__Your instructions__. Each line of the listing that contains the word "from" is to be copied.

__Extracted entries__.
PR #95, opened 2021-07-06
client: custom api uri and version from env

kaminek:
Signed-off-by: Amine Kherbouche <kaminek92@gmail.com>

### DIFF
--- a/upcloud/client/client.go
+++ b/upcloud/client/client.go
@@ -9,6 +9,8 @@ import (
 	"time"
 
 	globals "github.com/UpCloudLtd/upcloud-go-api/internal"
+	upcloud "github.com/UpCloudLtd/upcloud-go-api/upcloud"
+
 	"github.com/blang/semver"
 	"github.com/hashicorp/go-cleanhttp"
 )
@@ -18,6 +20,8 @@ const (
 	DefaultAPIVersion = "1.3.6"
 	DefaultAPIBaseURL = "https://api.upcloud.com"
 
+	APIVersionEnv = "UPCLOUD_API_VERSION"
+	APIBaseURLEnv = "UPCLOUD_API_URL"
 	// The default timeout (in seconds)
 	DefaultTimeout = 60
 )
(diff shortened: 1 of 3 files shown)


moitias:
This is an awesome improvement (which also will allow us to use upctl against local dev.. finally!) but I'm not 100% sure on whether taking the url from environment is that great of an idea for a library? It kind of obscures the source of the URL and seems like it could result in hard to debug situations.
--
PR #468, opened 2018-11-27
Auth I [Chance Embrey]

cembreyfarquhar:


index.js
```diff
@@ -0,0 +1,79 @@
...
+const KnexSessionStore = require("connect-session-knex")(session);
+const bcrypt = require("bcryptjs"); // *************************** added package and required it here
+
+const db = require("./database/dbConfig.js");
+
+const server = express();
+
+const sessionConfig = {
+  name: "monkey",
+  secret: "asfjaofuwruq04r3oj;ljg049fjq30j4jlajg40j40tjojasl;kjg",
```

__Task result__.
client: custom api uri and version from env
This is an awesome improvement (which also will allow us to use upctl against local dev.. finally!) but I'm not 100% sure on whether taking the url from environment is that great of an idea for a library? It kind of obscures the source of the URL and seems like it could result in hard to debug situations.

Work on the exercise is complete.